(Saved entries)
PR #522, opened 2026-08-28
Migrate the transcript sink tests to CI (phase 9a)

MatiasFernandez:
The 9 live-stone tests for the Transcript sink lived in `client/src/__tests__/gci/gciTranscriptSink.test.ts` — the `gci` vitest project, which `npm test` excludes. They only ever ran when someone remembered `npm run test:gci`, so in practice they never ran in CI at all. This moves them onto the `useIntegrationTest` harness in the default project, and takes the opportunity to stop the live-mode tests hand-rolling machinery that production already shares.

## Why the old file needed a rewrite, not just a move

Everything the harness does, that file did itself: its own `GciTsLogin`/`GciTsLogout` in `beforeAll`/`afterAll`, its own session object, its own transaction discipline, and a version/platform gate. None of that survives the move — the harness owns login, the per-test transaction and its abort, and the commit guard.

The gate went too. `GciTsNbPoll` appeared only in that file's *own* polling helper, never in production code, so there was nothing version-specific left to gate once the polling moved to the shared runner.

## The one production change

`runNbCall`'s `onReady` widens from `() => T` to `() => T | Promise<T>`, matching `pollNbToCompletion`, which has always awaited it and documents the async case explicitly (the transcript-forwarding settle loop is the reason it does). Without the widening, an async `onReady` infers `T` as a promise and the call answers a nested `Promise<Promise<…>>`. Every existing caller passes a sync function, so nothing else moves.

## Verification

`npm run lint`, `npm run format:check`, `npm run compile` and `npm test` all pass against a live stone — 6718 client / 322 server / 92 mcp-server tests green, with the 8 migrated tests among them (they were invisible to `npm test` before this PR).


client/src/__tests__/transcriptSink.integration.test.ts
```diff
@@ -0,0 +1,167 @@
...
+  // nbRunner keys its per-session state off `session.id`, so that stays fixed
+  // for the file, while `handle` has to track the live one -- a wrapper
+  // memoized on first use would keep handing tests a handle that a test's
+  // logout had invalidated.
+  let theSession: ActiveSession;
+
+  useIntegrationTest((testContext) => {
+    gci = testContext.gciLibrary;
+    handle = testContext.session;
+    theSession = { id: 1, gci, handle } as unknown as ActiveSession;
```
ericwinger: 🧪 `client/src/__tests__/testActiveSession.ts` already builds this, and ~17 integration files use it — including `browserQueries.integration.test.ts:34` and `explorerRemoveMethod.integration.test.ts` in this same directory. It returns a real `ActiveSession` (with a genuine `login` from `resolveTestConnection`, and a `stoneVersion` cached per `GciLibrary`), so no `as unknown as` is needed.

The cast is what makes this worth changing rather than just tidier: it hides that the object has no `login` and no `stoneVersion`. If `installTranscriptSink` / `settleNbResult` / `runNbCall` ever start reading either — `pluginFeatures.isApplicable` version-gates off `stoneVersion` — this file gets `undefined` at runtime with no compile error to catch it.

```ts
import { testActiveSession } from './testActiveSession';

const session = (): ActiveSession => testActiveSession(gci, handle);
```

Rebuilding per call from the live `gci`/`handle` also makes the memoization comment above unnecessary — the staleness it guards against can't arise. `testActiveSession` uses `id: -1`, still fixed for the file, so `nbRunner`'s per-session keying is unaffected.

client/src/__tests__/transcriptSink.integration.test.ts
```diff
@@ -0,0 +1,167 @@
...
+
+  /**
+   * The UTF-8 contents of `oop`, failing rather than silently dropping a fetch
+   * error -- a negative `bytesReturned` covers a string too long for the
+   * buffer as well as an outright GCI failure.
+   */
+  const fetchString = (oop: bigint): string => {
+    const { bytesReturned, data, err } = gci.GciTsFetchUtf8(handle, oop, 256);
+    expect(err.number).toBe(0);
+    expect(bytesReturned).toBeGreaterThanOrEqual(0n);
```
ericwinger: 🧪 This assertion doesn't cover the truncation case the comment above claims for it, and is redundant against the one on line 49.

Every vendored header, 3.6.2 through 3.7.5 (`vendor/gci-headers/*/gcits.hf`), documents `GciTsFetchUtf8` as:

> Returns -1 **if an error was returned in `*err`**, otherwise returns the number of bytes stored starting at `*dest` […] If `*requiredSize` is > destSize, then `*dest` contains an incomplete result not terminated with a zero byte.

So `bytesReturned < 0` happens **only** when `err.number != 0` — which line 49 already asserts — and a string too long for the 256-byte buffer comes back silently truncated with `err.number == 0` and `bytesReturned == 256`. `fetchString` would return the truncated prefix, and `toBe('no error')` would fail with a confusing diff (or a `toContain` would quietly pass).

The wrapper already hands back `requiredSize`, which includes the terminator, so completeness is `requiredSize <= destSize`:

```ts
const BUFFER_BYTES = 256;
const { requiredSize, data, err } = gci.GciTsFetchUtf8(handle, oop, BUFFER_BYTES);
expect(err.number).toBe(0);
expect(requiredSize).toBeLessThanOrEqual(BigInt(BUFFER_BYTES));
return data;
```

The doc comment needs to change with it — as written it states the opposite of what the header says.

client/src/__tests__/transcriptSink.integration.test.ts
```diff
@@ -0,0 +1,167 @@
...
+    return data;
+  };
+
+  // The harness clears SessionTemps after every test, and the sink is
+  // registered only there -- so it is installed per test, exactly as
+  // sessionManager does per login, rather than once for the file.
+  beforeEach(() => {
+    expect(installTranscriptSink(session())).toBe(true);
```
ericwinger: 🧪 When this fails, the only thing reported is `expected false to be true`. `installTranscriptSink` catches the real cause and routes it to `logError`, and in this file `gciLog`'s output channel is the `vscode` mock's `appendLine: vi.fn()` — the message is discarded, not printed.

The old `gci/` file mocked `gciLog` to the console for exactly this reason, and said so:

```ts
// transcriptSink logs through gciLog, which needs the vscode module — absent
// in the gci project. Console logging keeps failures diagnosable here.
vi.mock('../../gciLog', () => ({ … }));
```

The first half of that reason is gone now that `vscode` is mocked, but the second half still holds, and it applies to every test in the file since the install runs in `beforeEach`. Keeping the console shim (with the comment trimmed to the surviving reason) costs three lines and keeps a bad install self-explaining.

client/src/__tests__/transcriptSink.integration.test.ts
```diff
@@ -0,0 +1,167 @@
...
+    // non-ASCII character is built at runtime via codePoint:, never literal.
+    exec("Transcript nextPutAll: 'caf', (Character codePoint: 233) asString. 'ok'");
+
+    expect(drainTranscript(session())).toContain('café');
+  });
+
+  it('switching to live mode returns any buffered residue', () => {
+    exec("Transcript nextPutAll: 'residue'. 'ok'");
+
+    const residue = setTranscriptLive(session(), true);
```
ericwinger: 💭 This test — and the three below it — leave the sink in live mode. The old file always put it back in a `finally`; here the reset is delegated to the harness clearing `SessionTemps` in `afterEach`.

That works, but it lands the harness's own teardown doits in a combination `transcriptSink.ts`'s module doc calls out as unsafe: `assertCommitGuardIsStillArmed` and the `System abortTransaction` unwind both run on the `GciTsExecuteFetchBytes` path, *before* the `SessionTemps` reset, with the sink still live — and

> This is the only safe mode for GciTsExecuteFetchBytes-based calls […] a forwarder send on that path degenerates to rtErrExpectedClass with no continuable context, killing the call.

It's safe today only because neither teardown doit happens to write to `Transcript`. If one ever does, it fails as `sessionCleanupFailed` poisoning every remaining test in the file, with nothing in the message pointing at the transcript. An

```ts
afterEach(() => setTranscriptLive(session(), false));
```

next to the existing `beforeEach` makes the file independent of that, and reads as the counterpart to installing per test.

client/src/nbRunner.ts
```diff
@@ -337,7 +337,7 @@ export function pollNbToCompletion<T>(
 export function runNbCall<T>(
   session: ActiveSession,
   start: () => { success: boolean; err: GciError },
-  onReady: () => T,
+  onReady: () => T | Promise<T>,
```
ericwinger: 🧪 The widening is right, and the `Promise.resolve(ready).then(…)` branch it feeds is well documented — but nothing at the mocked boundary exercises it. `nbRunner.test.ts`'s five `runNbCall` cases all pass a sync `onReady`, and a grep for an async one across `client/src/**/*.test.ts` finds nothing, so the contract the widening exists to serve is now proved only by a live-stone test.

The part worth pinning is the behaviour, not the type (a narrowing back to `() => T` would fail `tsc` anyway): that a promise-returning `onReady` keeps the run **unsettled** until that promise settles — which is what keeps the progress notification's soft/hard-break Cancel live for the whole settle loop, per the doc on `pollNbToCompletion` — and that a rejecting one rejects the run. Two cases next to the existing ones cover both.

Worth noting this is a pre-existing gap being surfaced, not one this PR introduced: `pollNbToCompletion` has accepted `T | Promise<T>` all along; this PR is just the first caller to use it.

ericwinger (approved):
Nice migration — this genuinely closes a coverage hole (9 tests that never ran
in CI), and dropping the hand-rolled login/transaction/polling machinery in
favour of the shared harness and nbRunner is the right shape. The runNbCall
widening is correct and matches what pollNbToCompletion has always documented.
Full matrix green on 3.6.2 and 3.6.8 confirms the shared runner's socket-poll
fallback carries these tests on pre-3.7 stones.

Five notes inline, none blocking. The one I'd act on first is the fetchString
truncation guard: every vendored gcits.hf (3.6.2 → 3.7.5) says GciTsFetchUtf8
returns -1 only when *err is set, so a result too long for the 256-byte buffer
comes back silently truncated — the assertion as written is equivalent to the
err.number check above it, and the doc comment states the opposite of the
header.

One thing not in the diff: the description says the old file had "a version/
platform gate" that was removed. main's copy has no gate — no skipIf, no version
or platform check, and none in gciTestConfig.ts either. What it had was an
undeclared dependency on GciTsNbPoll in its own polling helper, which would just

#### WORK TO COMPLETE
Your answer must be a copy of every line in the data above that holds the string "setTranscriptLive".

#### WRITTEN RESPONSE
+    const residue = setTranscriptLive(session(), true);
afterEach(() => setTranscriptLive(session(), false));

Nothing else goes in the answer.